Regardless of the approach taken, experts have reiterated the need to ensure citizens’ privacy is at the forefront of development plans
ANALYSIS A sharp divide has emerged among European countries about how to safeguard privacy in developing Covid-19 contact-tracing apps.
Switzerland, Austria, Estonia, and most recently Germany have opted for a decentralized approach preferred by privacy activists, while France and the UK have adopted a centralized approach.
Smartphone-based contact-tracing apps offer a mechanism to alert individuals who may have been in contact with someone who subsequently develops symptoms or tests positive for Covid-19.
The technology is viewed as a tool that could allow governments to safely ease the population-wide lockdowns that are currently in place across much of the continent.
Privacy by design
Various competing frameworks for building contact-tracing apps have been developed.
Some security experts have questioned the effectiveness of the whole approach, expressing concerns about the likely uptake and reliability of the technology.
Likewise, scientists who do see merit in the approach to addressing an urgent public health need have nonetheless called for apps to be “privacy preserving by design”.
Privacy concerns have been expressed about systems that track the geographical location of mobile users (a system in place in Israel) or apps that rely on a centralized architecture.
Less intrusive, decentralized alternatives make use of Bluetooth signals to log an app user’s proximity to other devices that have the software installed.
Earlier this month, Google and Apple announced the development of an API to support Bluetooth-based apps for contact tracing and based on a decentralized architecture. Contact-matching happens locally on phones.
Germany’s Health Minister Jens Spahn announced on Sunday (April 26) that the country would switch and adopt a “decentralized” approach to digital contact tracing, Reuters reports.
The decentralized approach backed by Apple/Google and adopted by Germany means that Bluetooth ‘handshakes’ between mobile devices are logged on individual devices rather than on a central system.
Users could voluntarily share their phone number and details of their medical symptoms while omitting functionality which would allow tracking.

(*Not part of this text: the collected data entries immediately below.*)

PR #17390, opened 2015-05-06
=act #16327 fix blockOn requirement failure

### LINKED ISSUE #16327: IllegalStateException in akka.dispatch.BatchingExecutor$Batch.run

rkuhn:
The problem was that resubmitUnbatched can destroy the contents of
parentBlockContext, leading to the observed requirement failure in
blockOn.

fixes #16327 

needs forward-port to master

### DIFF
--- a/akka-actor/src/main/scala/akka/dispatch/BatchingExecutor.scala
+++ b/akka-actor/src/main/scala/akka/dispatch/BatchingExecutor.scala
@@ -78,22 +78,23 @@ private[akka] trait BatchingExecutor extends Executor {
     }
   }
 
+  private[this] val _blockContext = new ThreadLocal[BlockContext]()
+
   private[this] final class BlockableBatch extends AbstractBatch with BlockContext {
-    private var parentBlockContext: BlockContext = _
     // this method runs in the delegate ExecutionContext's thread
     override final def run(): Unit = {
       require(_tasksLocal.get eq null)
       _tasksLocal set this // Install ourselves as the current batch
-      val prevBlockContext = BlockContext.current
+      val prevBlockContext = _blockContext.get
+      _blockContext.set(BlockContext.current)
       BlockContext.withBlockContext(this) {
-        parentBlockContext = prevBlockContext
         try processBatch(this) catch {
           case t: Throwable ⇒
             resubmitUnbatched()
             throw t
         } finally {
           _tasksLocal.remove()
-          parentBlockContext = null
+          _blockContext.set(prevBlockContext)
         }
       }
     }
@@ -102,8 +103,7 @@ private[akka] trait BatchingExecutor extends Executor {
       // if we know there will be blocking, we don't want to keep tasks queued up because it could deadlock.
       resubmitUnbatched()
       // now delegate the blocking to the previous BC
-      require(parentBlockContext ne null)
-      parentBlockContext.blockOn(thunk)
+      _blockContext.get.blockOn(thunk)
     }
   }
 
--- a/akka-actor-tests/src/test/scala/akka/dispatch/ExecutionContextSpec.scala
+++ b/akka-actor-tests/src/test/scala/akka/dispatch/ExecutionContextSpec.scala
@@ -3,8 +3,10 @@ package akka.dispatch
 import java.util.concurrent.{ ExecutorService, Executor, Executors }
 import java.util.concurrent.atomic.AtomicInteger
 import scala.concurrent._
+import scala.concurrent.duration._
 import akka.testkit.{ TestLatch, AkkaSpec, DefaultTimeout }
 import akka.util.SerializedSuspendableExecutionContext
+import akka.dispatch.ExecutionContexts.sameThreadExecutionContext
 
 @org.junit.runner.RunWith(classOf[org.scalatest.junit.JUnitRunner])
 class ExecutionContextSpec extends AkkaSpec with DefaultTimeout {
@@ -80,6 +82,29 @@ class ExecutionContextSpec extends AkkaSpec with DefaultTimeout {
         latch.countDown()
       }
       Await.ready(latch, timeout.duration)
+    }
+
+    "work with tasks that use blocking{} multiple times" in {
+      system.dispatcher.isInstanceOf[BatchingExecutor] should be(true)
+      import system.dispatcher
+
+      val f = Future(()).flatMap { _ ⇒
+        // this needs to be within an OnCompleteRunnable so that things are added to the batch
+        val p = Future.successful(42)
+        // we need the callback list to be non-empty when the blocking{} call is executing
+        p.onComplete { _ ⇒ () }
+        val r = p.map { _ ⇒
+          // trigger the resubmitUnbatched() call
+          blocking { () }
+          // make sure that the other task runs to completion before continuing
+          Thread.sleep(500)
+          // now try again to blockOn()
+          blocking { () }
+        }
+        p.onComplete { _ ⇒ () }
+        r
+      }
+      Await.result(f, 3.seconds) should be(())
     }
   }
 
--- a/project/AkkaBuild.scala
+++ b/project/AkkaBuild.scala
@@ -1094,6 +1094,8 @@ object AkkaBuild extends Build {
       ProblemFilters.exclude[FinalMethodProblem]("akka.dispatch.BatchingExecutor#Batch.run"),
       ProblemFilters.exclude[MissingMethodProblem]("akka.dispatch.BatchingExecutor#Batch.akka$dispatch$BatchingExecutor$Batch$$parentBlockContext_="),
       ProblemFilters.exclude[MissingMethodProblem]("akka.dispatch.BatchingExecutor#Batch.this"),
+      ProblemFilters.exclude[MissingMethodProblem]("akka.dispatch.BatchingExecutor.akka$dispatch$BatchingExecutor$_setter_$akka$dispatch$BatchingExecutor$$_blockContext_="),
+      ProblemFilters.exclude[MissingMethodProblem]("akka.dispatch.BatchingExecutor.akka$dispatch$BatchingExecutor$$_blockContext"),
       
       // Exclude observations from downed, #13875
       ProblemFilters.exclude[MissingMethodProblem]("akka.cluster.ClusterEvent.diffReachable"),


patriknw:
I don't know why pr validation is not picking up this.

patriknw:
PLS BUILD

akka-actor/src/main/scala/akka/dispatch/BatchingExecutor.scala
```diff
@@ -89,21 +89,22 @@ private[akka] trait BatchingExecutor extends Executor {
...
-          parentBlockContext = null
-        }
+        } finally _tasksLocal.remove()
+        parentBlockContext = null
       }
     }
 
     override def blockOn[T](thunk: ⇒ T)(implicit permission: CanAwait): T = {
+      // need to rescue the parent BC before re-running this Batch
+      val parent = parentBlockContext
```
viktorklang: `require(parent ne null)`?

akka-actor/src/main/scala/akka/dispatch/BatchingExecutor.scala
```diff
@@ -89,21 +89,22 @@ private[akka] trait BatchingExecutor extends Executor {
...
+      parentBlockContext = null
```
viktorklang: Haven't swapped this functionality into my head yet (espresso still not in blood stream), why is it safe/desirable to null it out here?

drewhk:
You said that this is deterministic under certain scenarios. Can you add a test-case?

rkuhn:
@drewhk Right, I only realized this after pushing the PR, I’ll see what I can do (and if my hunch was right).

akka-actor/src/main/scala/akka/dispatch/BatchingExecutor.scala
rkuhn: Nope, that line would not help any: either we have a bug that needs fixing, and then an NPE would tell the same story, or we don’t have a bug.

akka-actor/src/main/scala/akka/dispatch/BatchingExecutor.scala
rkuhn: To make a clean slate: resubmitUnbatched may or may not schedule this Batch to run, so don’t retain a reference in either case.

akka-actor/src/main/scala/akka/dispatch/BatchingExecutor.scala
viktorklang: Yes, and no. an assertion documents intent. An NPe does not.

akka-actor/src/main/scala/akka/dispatch/BatchingExecutor.scala
```diff
@@ -89,21 +89,22 @@ private[akka] trait BatchingExecutor extends Executor {
...
           case t: Throwable ⇒
+            parentBlockContext = null
             resubmitUnbatched()
             throw t
-        } finally {
-          _tasksLocal.remove()
-          parentBlockContext = null
-        }
+        } finally _tasksLocal.remove()
+        parentBlockContext = null
```
viktorklang: Is it intentional to put this outside of the `finally` and if so, that might be good to document on this line.

akka-actor/src/main/scala/akka/dispatch/BatchingExecutor.scala
viktorklang: Ok, that makes sense.

akka-actor/src/main/scala/akka/dispatch/BatchingExecutor.scala
rkuhn: Here I disagree: dereferencing `parent` clearly documents the intent that it is not assumed to be `null`, the code cannot possibly work without this, and the intended program semantics are that this is always non-`null`. We have countless uses of variables in our codebase that do not `require(x ne null)` before dereferencing `x`, why is this one different?

akka-actor/src/main/scala/akka/dispatch/BatchingExecutor.scala
rkuhn: Yes, very much intentional: we _must not_ modify `parentBlockContext` after `resubmitUnbatched()`, I’ll add a comment.

akka-actor/src/main/scala/akka/dispatch/BatchingExecutor.scala
viktorklang: That is a very fair objection, given the impact of bugs in this code I think extra precaution/clarity/design intent makes sense. But you're the boss :)

ktoso:
PLS BUILD

rkuhn:
Please re-review, the fix is completely different (the other was not sufficient) and there is a test now.

akka-actor/src/main/scala/akka/dispatch/BatchingExecutor.scala
```diff
@@ -78,22 +78,23 @@ private[akka] trait BatchingExecutor extends Executor {
...
   private[this] final class BlockableBatch extends AbstractBatch with BlockContext {
-    private var parentBlockContext: BlockContext = _
     // this method runs in the delegate ExecutionContext's thread
     override final def run(): Unit = {
       require(_tasksLocal.get eq null)
       _tasksLocal set this // Install ourselves as the current batch
-      val prevBlockContext = BlockContext.current
+      val prevBlockContext = _blockContext.get
+      _blockContext.set(BlockContext.current)
       BlockContext.withBlockContext(this) {
```
viktorklang: Doesn't `withBlockContext` already handle `prev` itself?

Also, when you fix this bug you'll want to forward-port it to Scala: https://github.com/scala/scala/blob/2.11.x/src/library/scala/concurrent/BatchingExecutor.scala

rkuhn: Well, we cannot access the stack frame of `withBlockContext`, so we cannot use that knowledge here AFAICS. And yes, Scala needs to be fixed as well. BTW, why doesn’t the Scala version have the non-Blockable version as well?

viktorklang: TBH I don't know right now, there were fixes made against the stdlib version. I think looking at the last changes to the Akka one and comparing that to the last cahnges to the Scala one could give a couple of hints as to what's most "current".

rkuhn: Issue created: https://issues.scala-lang.org/browse/SI-9304

hepin1989: DynamicVariable?

rkuhn: All of these closure allocations make me sad. Perhaps, some day, we can optimize them away in the distant future, but it does not look like that today. It is a shame that the optimizer cannot be used due to binary compatibility constraints.

drewhk: end users of Akka can use the optimizer though.

rkuhn: … and by doing so opt out of binary compatibility, plus that won’t fix the internal usage of `getOrElse` or `DynamicVariable` in Akka.

drewhk: > … and by doing so opt out of binary compatibility

Yes, that is their choice.

hepin1989: thanks.

patriknw:
LGTM

drewhk:
LGTM

rkuhn:
Failure due to me being surprised by `private[this] val` generating a public setter (!) and getter, added filters to MiMa for this.

patriknw:
wat, isn't it better to use `private val` then. I know `private[this]` is more idiomatic scala, but...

World governments are taking different approaches to contact-tracing app development
The decentralized approach also offers practical advantages. Thanks to Google and Apple’s native support, decentralized contract-tracing apps could run in the background, reducing the drain on a mobile device’s battery.
The UK, by contrast, is going for a more centralized model rather than the Google/Apple approach.
The Daily Swig is reliably informed that NHSX has a team building its own app, rather than endorsing any other product.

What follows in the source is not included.